PR #581, opened 2023-05-13
Remove simple type equality and calculate resource delta

### LINKED ISSUE #580: Copper framed blocks replaced for free

- [X] I have searched the existing issues.

- [X] I am running the latest **alpha** version of Structurize for my Minecraft version.

- [X] I checked the MineColonies/Structurize [Wiki](https://wiki.minecolonies.ldtteam.com/) or I asked on [discord](https://discord.minecolonies.com/).

### Minecraft Version

1.19

### Structurize Version

1.19.2-10.491-alpha

1.19.2-10.405

1. 43.2.0 Forge
2. no idea what you mean by block UI mod, JEI's version is 11.6.0.1105
3. 1.19-1.0.83 ALPHA

### Current Behavior

When building in the steampunk style, builders will replace any framed copper blocks with exposed (or more eroded copper types) framed blocks for entirely free, as long as the block was previously placed down before

they will not request these blocks

i can confirm this because i did not make exposed copper framed blocks, yet they were placed at my builders hut

### Expected Behavior

the builder would request exposed copper framed blocks, and use them to replace the old blocks

### Reproduction Steps

Make any building that uses framed copper blocks
Supply it with the needed materials (dont use creative quick build)
let the builder make it normally
repeat this until the building is at a level it requires framed exposed copper blocks
upgrade it, but do not give the builder any exposed copper framed blocks
wait and watch

### Logs

N/A

### Anything else?

example of what i mean by framed copper and framed exposed blocks

### Footer

---
## Viewers

uecasm:
Closes #580

- Removes simple block type equality check and early exit for resource requirements.
- Instead calculates a proper delta between the resources for the existing block vs. the resources for the new block (when they're the same type).
- Removes a stair placement handler whose only purpose in life appears to be to ignore blockstate changes to stairs for no readily apparent reason.  (Though oddly not ignoring changes to only one of the three properties of stairs.)
    - This appears to be the reason why stairs weren't flipped upside down during upgrade/paste unless they also changed block type.

Review please

Posting as a draft since this probably needs more testing, though I've tested it with MineColonies and with likely problematic blocks like racks and chests in addition to DO blocks.  Suggestions welcome for additional cases, or you can try it out yourself from the PR build.

Given a blueprint that has DO blocks that vary only by materials, this will now consider these to be "different" and will show them as requirements in the resource list in both the upgrade preview and the builder's request lists.

Most blocks that are the same blockstate but different NBT will be left untouched via [`BlockUtil.areBlockStatesEqual`](https://github.com/ldtteam/Structurize/blob/1871e0c222113d0467be335ad6afad5dc9c6b451/src/main/java/com/ldtteam/structurize/util/BlockUtils.java#L373) -- which deliberately has an exception for DO blocks, which made me assume that the "free upgrade" behaviour was indeed unintended.

Most blocks that have different blockstates will be replaced, unless a placement handler says otherwise.  This is the potentially most risky part of the patch.  Notably, racks have such a handler.

One interesting consequence of these changes is that if the blueprint contains a chest or rack with contents, and the chest/rack already exists with different contents, then the resource requirements will calculate the blueprint contents not present in the world (but not the reverse) and will make the builder ask for them, but then will not actually put them in the chest (because it's too risky to update the contents).  But this doesn't seem entirely like a bad thing, and in most cases the blueprints have empty chests/racks this won't behave any different.

### DIFF
--- a/src/main/java/com/ldtteam/structurize/placement/StructurePlacer.java
+++ b/src/main/java/com/ldtteam/structurize/placement/StructurePlacer.java
@@ -205,7 +205,6 @@ public class StructurePlacer
       CompoundTag tileEntityData)
     {
         final BlockState worldState = world.getBlockState(worldPos);
-        boolean sameBlockInWorld = worldState.getBlock() == localState.getBlock();
 
         if (!(worldState.getBlock() instanceof AirBlock))
         {
@@ -323,15 +322,9 @@ public class StructurePlacer
             {
                 final List<ItemStack> requiredItems = new ArrayList<>();
 
-                if (!sameBlockInWorld && !this.handler.isCreative())
+                if (!this.handler.isCreative())
                 {
-                    for (final ItemStack stack : placementHandler.getRequiredItems(world, worldPos, localState, tileEntityData, false))
-                    {
-                        if (!stack.isEmpty() && !this.handler.isStackFree(stack))
-                        {
-                            requiredItems.add(stack);
-                        }
-                    }
+                    requiredItems.addAll(placementHandler.getRequiredItemsVsWorld(world, worldPos, localState, tileEntityData, false));
 
                     if (!this.handler.hasRequiredItems(requiredItems))
                     {
@@ -341,7 +334,7 @@ public class StructurePlacer
 
                 if (!(worldState.getBlock() instanceof AirBlock))
                 {
-                    if (!sameBlockInWorld
+                    if (localState.getBlock() != worldState.getBlock()
                           && worldState.getMaterial() != Material.AIR
                           && !(worldState.getBlock() instanceof DoublePlantBlock && worldState.getValue(DoublePlantBlock.HALF).equals(DoubleBlockHalf.UPPER)))
                     {
@@ -365,7 +358,7 @@ public class StructurePlacer
                     return new BlockPlacementResult(worldPos, BlockPlacementResult.Result.SUCCESS);
                 }
 
-                if (!this.handler.isCreative() && !sameBlockInWorld)
+                if (!this.handler.isCreative())
                 {
                     for (final ItemStack tempStack : requiredItems)
                     {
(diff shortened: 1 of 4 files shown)


src/main/java/com/ldtteam/structurize/placement/StructurePlacer.java
```diff
@@ -323,15 +322,9 @@ public BlockPlacementResult handleBlockPlacement(
             {
                 final List<ItemStack> requiredItems = new ArrayList<>();
 
-                if (!sameBlockInWorld && !this.handler.isCreative())
+                if (!this.handler.isCreative())
                 {
-                    for (final ItemStack stack : placementHandler.getRequiredItems(world, worldPos, localState, tileEntityData, false))
-                    {
-                        if (!stack.isEmpty() && !this.handler.isStackFree(stack))
```
Raycoms, line 330: no isStackFree check anymore?

src/main/java/com/ldtteam/structurize/placement/StructurePlacer.java
```diff
@@ -205,7 +205,6 @@ public BlockPlacementResult handleBlockPlacement(
       CompoundTag tileEntityData)
     {
         final BlockState worldState = world.getBlockState(worldPos);
-        boolean sameBlockInWorld = worldState.getBlock() == localState.getBlock();
```
Raycoms, line 208: the origin of the world equals check was to speed up upgrades where blockstates changed because of some neighbors. Like a fence that now touches something outside of the schematic can be ignored. Maybe we should only bypass this for blockentities then.

src/main/java/com/ldtteam/structurize/placement/handlers/placement/PlacementHandlers.java
```diff
@@ -649,42 +648,6 @@ public List<ItemStack> getRequiredItems(
         }
     }
 
-    public static class StairBlockPlacementHandler implements IPlacementHandler
```
Raycoms, line 652: I remember some infini stair loops. We need to test this all carefully.

Raycoms (commented):
Needs a lot of testing to make sure this doesn't make building heaps slower or cause loops.

src/main/java/com/ldtteam/structurize/placement/StructurePlacer.java
uecasm: Good catch.  I had that in the other usage but forgot here.

src/main/java/com/ldtteam/structurize/placement/StructurePlacer.java
uecasm: Yeah, fences connecting outside of schematic is tricky.  Though perhaps we just need a "fences don't care about blockstates" exception?

Raycoms: All connecting blocks like fences, walls, panes, etc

--- --- ---

◆ Work request ◆
Give only the lines from the one holding "- [X] I am running" through the one holding "### Anything else?", each restated exactly as it appears above.

◆ Solution to this task ◆
- [X] I am running the latest **alpha** version of Structurize for my Minecraft version.

- [X] I checked the MineColonies/Structurize [Wiki](https://wiki.minecolonies.ldtteam.com/) or I asked on [discord](https://discord.minecolonies.com/).

### Minecraft Version

1.19

### Structurize Version

1.19.2-10.491-alpha

1.19.2-10.405

1. 43.2.0 Forge
2. no idea what you mean by block UI mod, JEI's version is 11.6.0.1105
3. 1.19-1.0.83 ALPHA

### Current Behavior

When building in the steampunk style, builders will replace any framed copper blocks with exposed (or more eroded copper types) framed blocks for entirely free, as long as the block was previously placed down before

they will not request these blocks

i can confirm this because i did not make exposed copper framed blocks, yet they were placed at my builders hut

### Expected Behavior

the builder would request exposed copper framed blocks, and use them to replace the old blocks

### Reproduction Steps

Make any building that uses framed copper blocks
Supply it with the needed materials (dont use creative quick build)
let the builder make it normally
repeat this until the building is at a level it requires framed exposed copper blocks
upgrade it, but do not give the builder any exposed copper framed blocks
wait and watch

### Logs

N/A

### Anything else?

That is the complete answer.